◆ **Input data**:
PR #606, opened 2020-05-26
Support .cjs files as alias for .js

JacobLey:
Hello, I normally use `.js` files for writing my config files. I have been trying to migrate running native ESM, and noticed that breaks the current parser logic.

◆ **Task instructions**:
Every line from the one containing "Support .cjs files as alias for .js" to the end of the material above must be written out exactly. Nothing else is wanted.

◆ **Exercise result**:
Support .cjs files as alias for .js

JacobLey:
Hello, I normally use `.js` files for writing my config files. I have been trying to migrate running native ESM, and noticed that breaks the current parser logic.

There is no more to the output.